The race between the two secular ex-generals for the premiership was more ominous, with fatal consequences to this day. Both Allon and Dayan were curiously self-centered, as politicians often are, and blind to the Palestinian presence in the region. They dismissed the aspirations of over a million Palestinians in the West Bank and Gaza Strip as of limited political importance. They had no intention to offer them Israeli citizenship. Some 300,000 Palestinians already lived in Israel proper, increasingly embittered by their status as second-class citizens. The Jewish population in 1967 was 2.7 million; the combined Arab population west of the river Jordan was 1.3 million. It was as though France had decided in 1938 to absorb as many as 20 million restive, potentially subversive Germans within borders that were surrounded, as Israel was, by more than a hundred million of their hostile, heavily armed co-nationals. Today, thirty-five years later, 4.1 million Palestinians live between the river Jordan and the sea (3.1 million in the West Bank and the Gaza Strip and 1 million Palestinians in Israel proper.) Despite heavy Jewish immigration since 1967 there are still only some 5 million Jews, a ratio of only 1.2 to 1. Higher Palestinian birthrates are certain to assure an absolute Palestinian majority within ten or fifteen years.

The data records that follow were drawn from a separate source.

PR #9921, opened 2026-05-21
Rechargers No Longer Break Down Into Upstream Machine Frames

### LINKED ISSUE #8204: Recharger uses base ss14 steel
Recharger uses base ss14 steel and cables. When deconstructed with a crowbar, it doesn't drop a board to build it back up again. Which makes rechargers a limited resource and not buildable. And causes a station wide hunt when it's necessary instead of being built by MT or CE.

BlueMoon059:
## About the PR
Rechargers break down into upstreams machine frames right now, and dont give a circuitboard back - meaning they cant be replaced! I totally didnt do this my first time as a comtech and massively grief my team. Trust.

Cabinet sessions in Israel are always long and verbose affairs but never as long and frequent as they were in the summer of 1967. The ministers deliberated on what to do after the great victory. The crucial session, on the status of the occupied West Bank, began on a Sunday in mid-June`and lasted, with brief interruptions for food and sleep, until the following Wednesday. The decision finally made was—not to decide. In the absence of a decision, Dayan, by now a national demigod, Allon, and assorted right-wing and religious fundamentalist militants and squatters were able to successfully establish very dubious facts on the ground—settlements and so-called heachsujot (outpost positions) that multiplied over the years through formal and semi-informal arrangements. Squatters were gradually legalized, lavishly subsidized, and eventually hailed as national heroes. It was said of the British Empire that it was born in a fit of absentmindedness. The Israeli colonial intrusion into the West Bank came into being under similar shadowy circumstances. Few people took it seriously at first. Some deluded themselves that it was bound to be temporary. Those responsible for it pursued it consistently. They included a few ministers who believed that it might even induce the Arabs to sue for peace sooner rather than later, before too many “irrevocable” facts were established on the ground.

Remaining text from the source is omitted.